Before bringing Eilif to Norway, I had taken our family to Norwegian sites around the Midwest. I have a photo of Eilif in front of a replica stave church in Wisconsin. The church was built in Orkanger, the same town outside of Trondheim where Eilif was born. The church was originally shipped from Orkanger to the 1893 World's Columbian Exposition in Chicago. After the festival, the church became a cinema and then moved to Little Norway, a living museum in Blue Mounds, Wis., that shut down in 2012.

As we planned our trip to Orkanger, we discovered that after 122 years, that stave church has returned home. Norwegians came to Wisconsin to pack up the church and lovingly restored it in Orkanger as a little bit of the Midwest in Norway.

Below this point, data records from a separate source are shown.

PR #263, opened 2025-08-13
8365484: [CRaC] Support IgnoreUnrecognizedVMOptions on restore

TimPushkin:
Makes `IgnoreUnrecognizedVMOptions` restore-settable.

`IgnoreUnrecognizedVMOptions` is not forwarded to the restored JVM since that does not make much sense (the options are filtered in the restoring VM).

---------
### Progress

### Issue
 * [JDK-8365484](https://bugs.openjdk.org/browse/JDK-8365484): [CRaC] Support IgnoreUnrecognizedVMOptions on restore (**Enhancement** - P4)

### Reviewers

### Reviewing

Checkout this PR locally: \
`$ git fetch https://git.openjdk.org/crac.git pull/263/head:pull/263` \
`$ git checkout pull/263`

`$ git checkout pull/263` \
`$ git pull https://git.openjdk.org/crac.git pull/263/head`

</details>

Checkout this PR locally: \
`$ git pr checkout 263`

`$ git pr show -t 263`

</details>

<a href="https://git.openjdk.org/crac/pull/263.diff">https://git.openjdk.org/crac/pull/263.diff</a>

</details>

[Link to Webrev Comment](https://git.openjdk.org/crac/pull/263#issuecomment-3183741230)
</details>

### DIFF
--- a/src/hotspot/share/runtime/arguments.cpp
+++ b/src/hotspot/share/runtime/arguments.cpp
@@ -2938,6 +2938,20 @@ void Arguments::fix_appclasspath() {
   }
 }
 
+// Some restore-settable flags should not be updated in the restored JVM.
+static bool should_record_for_restore(const JVMFlag& flag) {
+  precond(flag.is_restore_settable());
+  if (strncmp(flag.name(), "CRaCEngine", ARRAY_SIZE("CRaCEngine") - 1) == 0) {
+    assert(strcmp(flag.name(), "CRaCEngine") == 0 || strcmp(flag.name(), "CRaCEngineOptions") == 0,
+           "unexpected CRaCEngine* flag: %s", flag.name());
+    return false;
+  }
+  if (strcmp(flag.name(), "IgnoreUnrecognizedVMOptions") == 0) {
+    return false;
+  }
+  return true;
+}
+
 // arg is a JVM argument without the leading "-XX:", e.g. "+BoolOpt" or "StrOpt=str"
 bool Arguments::process_flag_for_restore(const char *arg) {
   // -XX:Flags and -XX:VMOptionsFile do not have corresponding JVMFlags
@@ -2951,15 +2965,14 @@ bool Arguments::process_flag_for_restore(const char *arg) {
   bool has_plus_minus;
   parse_argname(arg, &name, &name_len, &has_plus_minus);
 
-  const JVMFlag* flag;
+  const JVMFlag* flag = nullptr;
   bool is_name_real; // false if the given name is an alias for a real flag name
-  {
+  if (name_len <= BUFLEN) {
     char buf[BUFLEN + 1];
     const char* stripped_name;
     if (name[name_len] == '\0') {
       stripped_name = name;
     } else {
-      guarantee(name_len <= BUFLEN, "argument name too long: %s", name); // Should've been detected earlier
       strncpy(buf, name, name_len);
       buf[name_len] = '\0';
       stripped_name = buf;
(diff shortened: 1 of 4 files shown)


test/jdk/jdk/crac/VMOptionsTest.java
```diff
@@ -47,121 +49,154 @@
...
-        builder.vmOption("-XX:+UnlockExperimentalVMOptions");
+        setVmOptions(builder, OPTIONS_RESTORE);
+        builder.vmOption("-XX:CREngine=criuengine"); // Deprecated alias
         checkRestoreOutput(builder.doRestore());
 
-        // 5) Same as (1) but options come from a settings file => should succeed
+        // Only restore-settable options coming from a settings file => should succeed
         builder.clearVmOptions();
-        builder.vmOption("-XX:Flags=" + createSettingsFile(enginePath));
+        builder.vmOption("-XX:Flags=" + createSettingsFile(OPTIONS_RESTORE));
```
AntonKozlov, line 139: It seems we replace full path to the engine with the engine name, which is actually a relative path. I'm not sure, why the path was in the first place?

src/hotspot/share/runtime/arguments.cpp
```diff
@@ -2938,6 +2938,20 @@ void Arguments::fix_appclasspath() {
...
 
+// Some restore-settable flags should not be updated in the restored JVM.
+static bool should_record_for_restore(const JVMFlag& flag) {
+  precond(flag.is_restore_settable());
+  if (strncmp(flag.name(), "CRaCEngine", ARRAY_SIZE("CRaCEngine") - 1) == 0) {
+    assert(strcmp(flag.name(), "CRaCEngine") == 0 || strcmp(flag.name(), "CRaCEngineOptions") == 0,
+           "unexpected CRaCEngine* flag: %s", flag.name());
+    return false;
+  }
+  if (strcmp(flag.name(), "IgnoreUnrecognizedVMOptions") == 0) {
```
AntonKozlov, line 2949: I see the test is consistent with this, but why do we don't record IgnoreUnrecognizedVMOptions?

test/jdk/jdk/crac/VMOptionsTest.java
TimPushkin: We need a different value of `CRaCEngine` VM option on checkpoint and on restore to check that on restore it does not change. It does not matter what values are used unless they make JVM use the same engine.

We can check that just the origin of the option has not changed but checking the value too covers more errors.

src/hotspot/share/runtime/arguments.cpp
TimPushkin: Not doing this should not lead to any errors in the current JVM code but I decided to do this because updating `IgnoreUnrecognizedVMOptions` may make the state of the restored VM somewhat inconsistent.

Suppose `IgnoreUnrecognizedVMOptions` was true on checkpoint and an unrecognized option was used in the command line. Then suppose `IgnoreUnrecognizedVMOptions` was set to false on restore. In such case after restore the command line (which I believe can be read via management or JVM TI) will contain unrecognized options while `IgnoreUnrecognizedVMOptions` will be false.

TimPushkin: I actually was not sure if this is needed or not. If you are against this, I'll remove it (i.e. make the option forwardable).

AntonKozlov: I see, thanks for the example. Right now, it also has an inconsistency. Suppose you enable it for the restore, and provide nonsense argument. The IgnoreUnrecognizedVMOptions took effect, you can sense unrecognized argument, but you check IgnoreUnrecognizedVMOptions and it's false.

I would prefer to remove special handling for the IgnoreUnrecognizedVMOptions, it will make things a bit more straightforward.

test/jdk/jdk/crac/VMOptionsTest.java
AntonKozlov: I see, thanks.

src/hotspot/share/runtime/arguments.cpp
TimPushkin: > Right now, it also has an inconsistency. Suppose you enable it for the restore, and provide nonsense argument. The IgnoreUnrecognizedVMOptions took effect, you can sense unrecognized argument, but you check IgnoreUnrecognizedVMOptions and it's false.

The unrecognized option will not be forwarded to the restored JVM so there is no inconsistency in this case.

But ok, I'll remove this special handling.

TimPushkin: Removed, although I am still not sure what is the best thing to do. Forwarding `IgnoreUnrecognizedVMOptions` seems more consistent, but the ignoring is fully handled by the restoring VM so forwarding it does not make much sense.

AntonKozlov: My bad. I mis-interpret the stuff. I see, there is no way "to sense" unrecognized options in the being restored VM. I agree that once all unrecognized are filtered out in restoring VM, there is no reason to forward IgnoreUnrecognizedVMOptions further to the being restored VM. The initial version of the change was good. Could you revert to that? Sorry for this back and forth.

On our way out of Trondheim we headed north on a train that wiggles for 10 hours, past the Arctic Circle to Bodø, the farthest north that trains go. Here the sun doesn't even pretend to set and day and night lose their meaning. This concept that time no longer has significance and that the past, present and future are all here at the same time is summed up in the book that both Eilif and I just read, "Naїve, Super," by Trondheim's own Erlend Loe.

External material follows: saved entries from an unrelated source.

Issue #970, opened 2021-10-05
[Feature][Wallet] Allow sendXtoY to create multiple transactions


Zannick:
## Summary

Currently, attempts to send Veil with these commands can fail if it does not fit in a single transaction or block (and for RingCT, sometimes the user needs to run an additional command to unstick the funds). Instead, we plan to create multiple transactions for sending the requested funds. Spending zerocoin already does this. (We will not cover minting zerocoin here.)

## Outline

- [x] Create MultiTxReceipt wrapper class akin to ZerocoinSpendReceipt.
- [x] Create new function to pick inputs up to a certain amount.
- [ ] Add RPC option to use multi-tx. Automatically determine maximum number of inputs (or define a hardcoded fixed maximum) or accept the number as the option.
- [ ] Modify send to create multiple transactions, assign partial values to recipients, test accepting them to the mempool, and commit them.
    - [ ] ct/ringct outputs are split in two

## Optional additions

- [ ] Add config option to default to multi-tx.
- [ ] Can change from one tx can be used in another?
- [ ] If a transaction is still rejected for being too large, it could be automatically split further?

PR #972, opened 2021-10-19
[Consensus][RingCT] Correctly track and test RingCT spends.

Zannick:
## Problem

Creating multiple ringct spend transactions in a batch (as part of #970) does not work because of these two similar issues.

1.  When creating a transaction, the transaction record has dummy inputs which don't correspond to any actual output, so we don't actually track the pending spends.
2.  When verifying that we aren't double-spending any ringct output, we add every keyimage we see to the set to check against. But if we're testing that a transaction could be accepted to the mempool, then committing that transaction, the commit fails (until the next block).

## Solution

1.  Extract the spent coins' txo records to be marked as pending spend.
2.  Don't track the inputs permanently when testing that a transaction could be accepted to mempool. We still track within the transaction.

## Tested

On regtest with other changes for #970.


codeofalltrades (approved):
ACK ec15117aca1c478a88fae104846839de6acbd40f

PR #973, opened 2021-10-22
Lock cs_main before calling GetBlocksToMaturity

Zannick:
This is similar to another call, just somehow missed this one earlier.


CaveSpectre11 (approved):
utACK https://github.com/Veil-Project/veil/pull/973/commits/0987b3d0a7298d35592323c4163744d476451848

Then, returning to Trondheim, the train passed through the town of Mørkved, the "dark side," and we realized we needed the night. While the sun gave us energy to keep going, we were ready for the darkness, and sleep.

Eric Dregni is the author of "Minnesota Marvels," "Midwest Marvels," "Weird Minnesota" and most recently "You're Sending Me Where? Dispatches From Summer Camp."